Personalised medicine is the buzzword that has hovered over modern medicine for years. This is because the one and the same disease can run a very different course in one patient compared to that in another. The same kind of variation is also seen with pharmaceuticals: a given pharmaceutical heals one patient, yet with the next – who exhibits exactly the same symptoms – it has no effect.

In order to find out which patients might benefit from a particular therapy, doctors and scientists will pay ever more detailed attention to it.

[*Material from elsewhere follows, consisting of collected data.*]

PR #84, opened 2020-10-22
FIX: require some args to be keyword-only

pastap:
Basically don't allow folks to pass in args where we'd prefer kwargs (to prevent any unexpected results)
image

Also something worth adding is an "Options" part to the docstring to distinguish between required args and optional ones. could change that up in this PR - or we can decide on some standard and I can clean it all up in a separate PR

### DIFF
--- a/indico/queries/datasets.py
+++ b/indico/queries/datasets.py
@@ -2,29 +2,28 @@
 
 import json
 import tempfile
-import pandas as pd
 from pathlib import Path
-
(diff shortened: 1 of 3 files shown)


nkassis (approved):
@lizlemon some of your tests might break due to this, we made it so some optional args are no longer allowed just position ally, this is to avoid some sharp edges for devs where they accidentally pass ids in the wrong order.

They study genetic tissue for clues or search for biomarkers, receptors or other surface features on individual cells, so as to learn more about the disease and to treat it specifically.

A most well known example here is HER2/ neu protein, found on the surface of breast cancer cells. If production in a woman is elevated, the disease is often very aggressive. A specific medication called Herceptin is designed to help precisely these women. This medication is an antibody which specifically binds to HER2 /neu and can thus prevent the growth of tumour cells. In patients who do not have this particular characteristic, this treatment would be ineffective. Yet there are also other reasons why some therapies do not work for every patient. One of them is found in our microbiome.

Microbes affect treatment

Half of all cells in humans are bacteria. In the intestine alone gigantic colonies abound. Over the course of evolution, they have found their home in humans, in the process taking over important tasks. They keep pathogens in check, help with digestion, provide vitamins and nutrients and even have an effect on the mental state.

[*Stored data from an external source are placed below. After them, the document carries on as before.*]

PR #85, opened 2020-10-27
added export, filters,and submissions classes to documentation

Scott771:
added export, filters,and submissions classes to documentation using auto class/module


docs/_sources/review-submissions.rst.txt
```diff
@@ -0,0 +1,8 @@
+Review Submissions
```
pastap, line 1: question... why is this called "review submissions"? Submissions are just workflow submissions... not dependent on Review

docs/singleocr-ex.html
```diff
@@ -95,7 +95,10 @@
 <li class="toctree-l1"><a class="reference internal" href="model_predictions.html">Generating Model Predictions</a></li>
 <li class="toctree-l1"><a class="reference internal" href="workflow-intro.html">Workflows</a></li>
 <li class="toctree-l1"><a class="reference internal" href="review-intro.html">Review</a></li>
+<<<<<<< HEAD
+=======
```
pastap, line 99: probably not intended :)

docs/_sources/review-submissions.rst.txt
Scott771: My initial feeling was that while submissions dont require review, most of the functionality of that module is around submissions to review and that new users would find "Submissions" too ambiguous. Don't feel strongly though, so changed it

docs/singleocr-ex.html
Scott771: removed

docs/_sources/review-submissions.rst.txt
pastap: gotcha - I see what you mean. I think either submissions or workflow-submissions would totally work.
side note - should this file get deleted since you have a new `submissions.rst` file?

docs/client.html
```diff
@@ -106,6 +106,7 @@
 <li class="toctree-l1"><a class="reference internal" href="datasets.html">Datasets</a></li>
 <li class="toctree-l1"><a class="reference internal" href="model_groups.html">Model Groups</a></li>
 <li class="toctree-l1"><a class="reference internal" href="jobs.html">Jobs and Job Status</a></li>
+<li class="toctree-l1"><a class="reference internal" href="review-submissions.html">Review Submissions</a></li>
```
pastap, line 109: do we want to switch all of these as well?

docs/singleocr-ex.html
```diff
@@ -117,8 +117,13 @@
 <li class="toctree-l1"><a class="reference internal" href="datasets.html">Datasets</a></li>
 <li class="toctree-l1"><a class="reference internal" href="model_groups.html">Model Groups</a></li>
 <li class="toctree-l1"><a class="reference internal" href="jobs.html">Jobs and Job Status</a></li>
+<li class="toctree-l1"><a class="reference internal" href="review-submissions.html">Review Submissions</a></li>
 <li class="toctree-l1"><a class="reference internal" href="storage.html">Storage</a></li>
 <li class="toctree-l1"><a class="reference internal" href="workflow.html">Workflows</a></li>
+<<<<<<< HEAD
```
pastap, line 123: this is in a couple places

docs/storage.html
```diff
@@ -250,7 +262,7 @@
         <a href="workflow.html" class="btn btn-neutral float-right" title="Workflows" accesskey="n" rel="next">Next <span class="fa fa-arrow-circle-right"></span></a>
       
       
-        <a href="jobs.html" class="btn btn-neutral float-left" title="Jobs and Job Status" accesskey="p" rel="prev"><span class="fa fa-arrow-circle-left"></span> Previous</a>
+        <a href="review-submissions.html" class="btn btn-neutral float-left" title="Review Submissions" accesskey="p" rel="prev"><span class="fa fa-arrow-circle-left"></span> Previous</a>
```
pastap, line 265: like, in this context, I think Workflow Submissions... you're right  - would be less ambiguous than just `Submissions`

docs/client.html
Scott771: Hmmm- not sure why Sphinx didn't automatically update all of the references and delete that html all together, will investigate

docs/_sources/review-submissions.rst.txt
Scott771: sphinx-build doesn't delete old html files automatically- went and manually removed these

docs/client.html
Scott771: these have all been updated

docs/singleocr-ex.html
Scott771: these are gone

docs/storage.html
Scott771: I think it's ok to stick with just submissions for now- the application of these classes will be demonstrated in the initial docs under Workflows / Review etc.

dzereski (approved):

Scientists regularly find new processes in the body in which bacteria play a role. For some time now this has also been relevant in the treatment of diseases. As it turns out, some of these tiniest of organisms are in a position to significantly influence the success of a therapy.

The tumour cells survived

Molecular biologist Ravid Straussman from the Weizmann Institute of Science in Israel has long been researching therapeutic resistance in oncology. Together with his colleague Todd Golub from Harvard Medical School he describes in one current study that some bacteria are capable of protecting tumour cells from attack by chemotherapeutic agents.

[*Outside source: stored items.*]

PR #86, opened 2020-10-30
[DEV-5350] ADD: submission auto review queries

pastap:
```
Waited submissions [(11441, 'PENDING_AUTO_REVIEW', '/storage/submission/1632/11441/submission_11441_result.json'), (11442, 'COMPLETE', '/storage/submission/1632/11442/submission_11442_result.json')]
Changes {'invoices price range q450 model': {'confidence': {'more_than_1000': 0.7106317558145944, '500_to_1000': 0.2126695627565185, 'less_than_500': 0.07881872964357038}, 'label': ['more_than_1000'], 'accepted': True}, 'invoices_extraction_less_than_500': None, 'invoices_extraction_more_than_1000': [{'start': 0, 'end': 18, 'label': 'Vendor', 'text': 'InsureTech Connect', 'confidence': {'<PAD>': 0.000531987810973078, 'Vendor': 0.9990828037261963, 'Line Item': 0.00023377692559733987, 'Line Item Value': 9.400565613759682e-05, 'Total': 1.2766715371981263e-05, 'Invoice Number': 4.4721000449499115e-05}, 'accepted': True}, {'start': 173, 'end': 176, 'label': 'Invoice Number', 'text': '122', 'confidence': {'<PAD>': 0.0006733918562531471, 'Vendor': 5.276270258036675e-06, 'Line Item': 1.663380317040719e-05, 'Line Item Value': 8.566633368900511e-06, 'Total': 2.9603956136270426e-05, 'Invoice Number': 0.9992665648460388}, 'accepted': True}, {'start': 386, 'end': 433, 'label': 'Line Item', 'text': 'InsureTech Connect 2018 Sponsor/Exhibit Package', 'confidence': {'<PAD>': 0.001972711645066738, 'Vendor': 0.00023570473422296345, 'Line Item': 0.9976629018783569, 'Line Item Value': 7.42916963645257e-05, 'Total': 3.6635203287005424e-05, 'Invoice Number': 1.769045411492698e-05}, 'accepted': True}, {'start': 525, 'end': 535, 'label': 'Line Item Value', 'text': '$ 7,591.00', 'confidence': {'<PAD>': 0.001199838938191533, 'Vendor': 1.1854126569232903e-05, 'Line Item': 1.712173252599314e-05, 'Line Item Value': 0.9982567429542542, 'Total': 0.0004936189507134259, 'Invoice Number': 2.078176839859225e-05}, 'accepted': True}, {'start': 697, 'end': 708, 'label': 'Total', 'text': '$ 10,845.00', 'confidence': {'<PAD>': 0.0002703087229747325, 'Vendor': 7.571233436465263e-05, 'Line Item': 0.00020587278413586318, 'Line Item Value': 0.00042587026837281883, 'Total': 0.9987584352493286, 'Invoice Number': 0.00026386132230982184}, 'accepted': True}]}
b362bdd0-b1f8-4e1d-8ba8-95c845639a81 has result {'review_id': 768, 'success': True}
```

They investigated why some tumour cells do not respond to chemotherapeutic treatments. It has long been suspected that this effect originates from non-malignant cells in the vicinity of tumour cells. In this experiment as well, the effect was clear to see: When dermal fibroblasts were cultured together with pancreatic tumour cells, the tumour cells were not able to be killed off by the chemotherapeutic agent gemcitabine.

Bacterial enzymes decomposed the active ingredient

How could that be? The team found out that fibroblasts were infected by mycoplasmas bacteria. “We almost threw them out”, recalls Straussman later. The microbes were however the answer they were looking for all the time. The bacteria metabolised the gemcitabine using the enzyme cytidine deaminase (CDD) and thus made it ineffective.

Not only cancer patients are affected

Straussmann’s observation is not an isolated case. It fits into a whole series of discoveries that show how bacteria affect therapy used against diseases. Researchers recently presented data which suggest that bacteria are responsible for causing many patients who are using the chemotherapeutic agent irinotecan to suffer from severe diarrhoea.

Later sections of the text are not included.